Longest English word:
‘pneumonoultramicroscopicsilicovolcanoconiosi’Longest Spanish word: ‘GOOOOOOOOOOOOOOOOOOOOOOOOOOAAAAAAAAAAAALLLLLLL’
You gotta ask people nowadays, are you single single, mad at your partner single, blocked single or single just in your head!!
trainer: what’s your fitness goals?
me: to be able to run to the door for my pizza delivery without feeling like I’m dying.

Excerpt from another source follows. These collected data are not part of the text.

PR #11885, opened 2026-06-29
feat(infra-monitoring): pod status and restart counts.

nikhilmantri0902:
### 📄 Summary

Adds **kubectl-style pod display status** and **restart counts** to Infra Monitoring, derived purely from `k8sclusterreceiver` metrics (no extra API calls).

- **Pods list** now returns per-pod `podStatus` (e.g. `CrashLoopBackOff`, `OOMKilled`, `ImagePullBackOff`, `Evicted`, `Completed`, …), per-group `podCountsByStatus`, and `podRestarts` — mirroring `kubectl get pods` STATUS/RESTARTS and DD's `computeStatus`/`ExtractPod`.
- **Status group counts** (`podCountsByStatus`) added to the grouped infra entities that already surface phase counts: nodes, namespaces, clusters, deployments, daemonsets, statefulsets, jobs.
- Status is computed via a priority cascade (container reason > pod-level reason > phase) and is **gated on the 3 required metrics existing** in `distributed_metadata`; if any is missing the query is skipped and a non-blocking warning (with a docs link) is surfaced instead.
- `/checks` now reports the status metrics so users know to enable the optional ones.

This is the right approach because the status/restart values come from the same `containerStatuses[].*` source kubectl and Datadog use, so the UI will match what users already expect — without per-pod API reads.

Full discussion ticket: https://github.com/SigNoz/engineering-pod/issues/5471

#### Issues closed by this PR

Closes SigNoz/engineering-pod#5472

---

### ✅ Change Type
- [x] ✨ Feature
- [x] 🧪 Test-only (integration tests included)

---

### 🧪 Testing Strategy

- **Tests added:** Python integration tests for pods (`podStatus`/`podCountsByStatus`/`podRestarts` — list, grouped, priority cascade, latest-wins/staleness, missing-metric gate warning) and grouped `podCountsByStatus` for clusters & deployments; `/checks` SPECS extended (auto-generates a missing-optional case per entity). Full infra-monitoring suite green (**549 passed**).
- **Manual verification:** ran end-to-end against a local kind cluster with deliberately-broken pods (CrashLoopBackOff / OOMKilled / ImagePullBackOff / CreateContainerConfigError / Pending / Evicted). `podStatus`, `podCountsByStatus`, and `podRestarts` matched `kubectl get pods` and per-cluster `RESTARTS` sums exactly.
- **Edge cases:** crashloop oscillation (waiting vs terminated reason at scrape time), fingerprint staleness across container restarts (argMax-by-latest), restart-count incarnations (no double-counting), and the no-data sentinel (`podStatus: no_data`, `podRestarts: -1`).

---

- **Blast radius:** Infra Monitoring list + checks APIs only; all additions are new, additive response fields.
- **Potential regressions:** low — new fields default to zero/sentinel; the status query is gated and degrades to a warning when metrics are absent.
- **Rollback:** revert the PR; no schema/migration changes.

---

### 📝 Changelog

| Field | Value |
|------|-------|
| Change Type | Feature |
| Description | Infra Monitoring now shows kubectl-style pod **status** (CrashLoopBackOff, OOMKilled, etc.) and **restart counts** on the Pods list, plus per-group pod-status counts across nodes/namespaces/clusters/deployments/daemonsets/statefulsets/jobs. Requires the optional `k8s.pod.status_reason` and `k8s.container.status.reason` metrics (flagged in the Infra Monitoring checks page). |

---

### 📋 Checklist
- [x] Manually tested
- [x] Breaking changes documented (none — additive)

---

## 👀 Notes for Reviewers

- **Known, documented limitations** (receiver gaps, not bugs): `Terminating`, `Init:*`, `Signal/ExitCode:N` aren't derivable; init-container restarts are excluded (matches DD post-init); for multi-container pods we pick the reason by **priority** (waiting > terminated), since metrics carry no container ordering — a deliberate divergence from kubectl's order-based pick.
- The optional metrics are enabled by default in the `k8s-infra` chart via a separate merged PR (SigNoz/charts#886).
- Status/restart wiring reuses one generic per-group query + the shared `podStatusCountsToResponse` helper across all entities (counts-only for the grouped entities; pods additionally has per-pod status + restarts).


pkg/modules/inframonitoring/implinframonitoring/helpers.go
```diff
@@ -440,6 +440,30 @@ func (m *module) buildFilterClause(ctx context.Context, filter *qbtypes.Filter,
 	return whereClause.WhereClause, nil
 }
 
+// mergeQueryWarnings combines any number of query warnings. It is nil-safe and
+// skips nil entries. The first non-nil warning becomes the primary; each
+// subsequent one contributes its message (as an additional warning) and its
+// own additional warnings. Returns nil when all inputs are nil.
+func mergeQueryWarnings(warnings ...*qbtypes.QueryWarnData) *qbtypes.QueryWarnData {
```
namanv3, line 447: didn't get why this was needed

pkg/types/inframonitoringtypes/pods_constants.go
```diff
@@ -26,6 +26,80 @@ func (PodPhase) Enum() []any {
...
+		PodStatusNodeAffinity,
+		PodStatusNodeLost,
+		PodStatusShutdown,
+		PodStatusUnexpectedAdmissionError,
+		PodStatusNoData,
+	}
+}
+
+// Numeric pod status_reason values emitted by the k8s.pod.status_reason metric.
+const (
```
namanv3: these aren't used anywhere

pkg/modules/inframonitoring/implinframonitoring/pods.go
```diff
@@ -334,3 +389,519 @@ func (m *module) getPerGroupPodPhaseCounts(
...
+	ctx context.Context,
+	start, end int64,
+	filter *qbtypes.Filter,
+	groupBy []qbtypes.GroupByKey,
+	pageGroups []map[string]string,
+) (map[string]int64, error) {
+	if len(pageGroups) == 0 || len(groupBy) == 0 {
+		return map[string]int64{}, nil
+	}
+
```
namanv3, line 785: no check for metric being absent by chance?

nikhilmantri0902: Ya we have a check for the metrics used in status calculation being present via the getPerGroupPodStatusCounts function ( only, because it should be calculated only if all 3 metrics are flowing in ). Rest we have checks in the /checks API that will be called when the page loads to inform the user what metrics are flowing in and what are absent.

pkg/modules/inframonitoring/implinframonitoring/helpers.go
nikhilmantri0902: The status counts come from a second, separately-gated query (getPerGroupPodStatusCountsWithReqMetricChecks) that emits its own warning (e.g. "enable the optional status metrics"), independent of the main query's warning (e.g. a utilization metric never received). Both can be non-nil at once, but resp.Warning is a single field — a plain assignment would drop one. mergeQueryWarnings combines them (first non-nil = primary, the rest appended as additional warnings), is nil-safe, and is reused across all 8 list endpoints that run this second query.

pkg/types/inframonitoringtypes/pods_constants.go
nikhilmantri0902: removed

namanv3 (approved):

therealpandey (approved):

PR #11911, opened 2026-06-30
chore: refactor querier to lossen the tight coupling of querybuilder module with other modules

tushar-signoz:
## Summary

Loosens the tight coupling between `querybuilder` and the telemetry modules by making each condition builder own its key-resolution logic instead of the shared filter visitor.

- **`ConditionBuilder.ConditionFor` now returns `([]string, []string, error)`** (conditions + warnings) and takes the matching `fieldKeysForName`. The builder now owns the decisions previously baked into the visitor: resolve ambiguity, fall back to a body-JSON search, emit a "key not found" error, or skip.
- **`VisitKey` only parses** a key now; key matching/ambiguity resolution moved into shared helpers (`ResolveKeys`, `NewKeyNotFoundError`, `matchingFieldKeys`) and the per-builder `ConditionFor`.
- **Body-JSON handling moved out of the visitor.** Removed `BodyJSONEnabled`, `JsonKeyToKey`, and `IgnoreNotFoundKeys` from `FilterExprVisitorOpts`; the logs builder now owns `body.*` resolution, the `body` full-text default warning, and the `has/hasAny/hasAll/hasToken` functions.
- **Added `FilterOperatorHas/HasToken/HasAny/HasAll`** (+ `IsArrayFunctionOperator`) so function calls flow through the standard condition-builder path.
- **`GetFieldKeyFromKeyText` now delegates to `Normalize`** (single parsing path).

## Change Type

♻️ Refactor

## Testing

what kind of monster rides a horse through a desert and doesn’t have the decency to give the horse a name
Wife: Please stop telling people you bought me on eBay. It’s not funny
[Later]
Them: So how did you two meet?
Me: I did NOT buy her on eBay
[Career Day]
Me: Money doesn’t buy happiness. However, it does buy tacos which make me happy. In conclusion, money does buy happiness.
Kids: *raise hands*
Me: I won’t be taking any questions.
Me: *brings a package inside*
4yo: What’s is in there? Is it toys?
Me: Just some bras.
4yo: Ugh! Someone keeps sending you bras.
My dog stayed up late playing with the neighbor dog last night and then he slept till 11am and he won’t tell me a thing about her, is this what it’s like to parent a teenager?
Someone said I should think before I speak and I said “eww what a horrible way to live”
just because it’s a bad idea doesn’t mean that it ain’t gonna be a hell of a lot of fun
[first date]
Me: So what do you do?
Her: I’m a dietician.
Me: Fascinating. There are so many ways to die, right?